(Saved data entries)
= = = = =

PR #194, opened 2026-05-19
Fix #183: split JNI/native jvmTest into its own CI job

### LINKED ISSUE #183: Speed up jvm-tests CI job (currently ~25 min)
## Problem

After splitting the single `check` job into three parallel jobs (#181), the `lint` and `compiler-tests` jobs both finish in ~5 min. End-to-end CI wall clock is now bound by the `jvm-tests` job, which is taking ~25 min just for `./gradlew jvmTest`.

This is the dominant time cost on every PR.

## Suspect causes

- **JNI native lib build in jvmTest setup**: the `ksrpc-jni` module likely has C/C++/JNI build steps that run as test setup. These are slow and serial. If isolated to a separate Gradle task or CI job, the rest of jvm-tests would run unblocked.
- **No test parallelism configured**: `gradle.properties` doesn't set `org.gradle.parallel=true` or `org.gradle.workers.max`. Each module's `jvmTest` runs serially by default.
- **Individual slow tests** that wait on real network/sleep timers. Worth profiling with `--scan` to identify outliers.

## Proposal

1. **Split JNI into its own CI job**. Move `ksrpc-jni`'s jvmTest invocation out of the catch-all `./gradlew jvmTest` and into a dedicated workflow job that builds the native library and runs only that module's tests. The main `jvm-tests` job then excludes it (e.g. `./gradlew jvmTest -x :ksrpc-jni:jvmTest`).
2. **Enable Gradle parallel execution** if it's safe for this project's test suite (cross-module test isolation).
3. **Profile with `--scan`** to identify any individual slow tests.

If JNI extraction alone halves the time, that gets us to ~12 min wall clock — much better.

## Out of scope

- Restructuring tests beyond grouping.
- Adding remote build cache (separate optimization — see #178 stretch goals, already filed/closed).

## Why now

We're queueing release-blocking work and PRs feel sluggish at 25 min minimum. Even a 10-min improvement makes the merge loop noticeably tighter.

monkopedia-coder:
## Summary

`jvm-tests` was the long pole on every PR at ~25 min wall-clock. The actual JVM test runner accounts for ~1.6 min of that (sum of `time=` across `build/test-results/jvmTest/TEST-*.xml`); the rest is Kotlin/Native compilation pulled in via `:ksrpc-test:jvmTestProcessResources` -> `copyLib` -> `linkDebugSharedLinuxX64`.

That chain compiles ksrpc-jni's cinterop, ksrpc-test's native sources, and links a ~20 MB `libksrpc_test.so` used only by the JNI-backed JVM tests. `ksrpc-bench`'s `jvmMainProcessResources` transitively carries the same dependency, so the catch-all `./gradlew jvmTest` configures all of it even though bench has no tests.

## Fix

Split into two parallel CI jobs:

- **`jvm-tests`**: excludes `:ksrpc-jni:jvmTest`, `:ksrpc-test:jvmTest`, and `:ksrpc-bench:jvmTest`. Drops the libcurl install (only the Kotlin/Native ktor-curl cinterop needs it). Adds `--parallel` so independent module jvmTests run concurrently.
- **`jni-tests`** (new): runs only the three excluded tasks. Caches `~/.konan` so the Kotlin/Native prebuilt (~1 GB) and dependencies (~4 GB sysroot/libs on first download) survive across runs — the cold download is the bulk of the runtime.

End-to-end PR CI wall-clock is now `max(lint, jvm-tests, jni-tests, compiler-tests)`. Expected:

| job | before | after (first run) | after (warm konan) |
|---|---|---|---|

= = = = =

--- EXERCISE AIM ---
Among the lines of the records above, count those containing the word "identify", then give the number by itself.

--- SOLUTION TO THIS PROBLEM ---
2